* [TASK TO COMPLETE] Each line from the one containing "dns/bind: Add DDNS zone updates" through the final line below must be reproduced exactly, and no others.

* [SUPPLIED MATERIAL]
PR #3580, opened 2023-09-09
dns/bind: Add DDNS zone updates

theheckwr:
The DDNS zone updates from an DHCP-Server are pretty rudimentary but should work quite stable. If there are any suggestions to improve this, let me know.
Please keep in mind: All dynamically added DNS Entries are lost after a restart of bind. If you enable the option for the static dhcp mappings to be added, they would be added after a restart.


AdSchellevis:

PR #3591, opened 2023-09-18
security/tinc: remove routes to remote subnets with "subnet-down" script

andrewhotlab:
In order to make tinc automatically remove stale routes to remote networks when they become unavailable, without the need to stop the service or manually delete them.


AdSchellevis:
@andrewhotlab looks good, thanks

* [SOLUTION FOR THIS EXERCISE]
dns/bind: Add DDNS zone updates

theheckwr:
The DDNS zone updates from an DHCP-Server are pretty rudimentary but should work quite stable. If there are any suggestions to improve this, let me know.
Please keep in mind: All dynamically added DNS Entries are lost after a restart of bind. If you enable the option for the static dhcp mappings to be added, they would be added after a restart.


AdSchellevis:

PR #3591, opened 2023-09-18
security/tinc: remove routes to remote subnets with "subnet-down" script

andrewhotlab:
In order to make tinc automatically remove stale routes to remote networks when they become unavailable, without the need to stop the service or manually delete them.


AdSchellevis:
@andrewhotlab looks good, thanks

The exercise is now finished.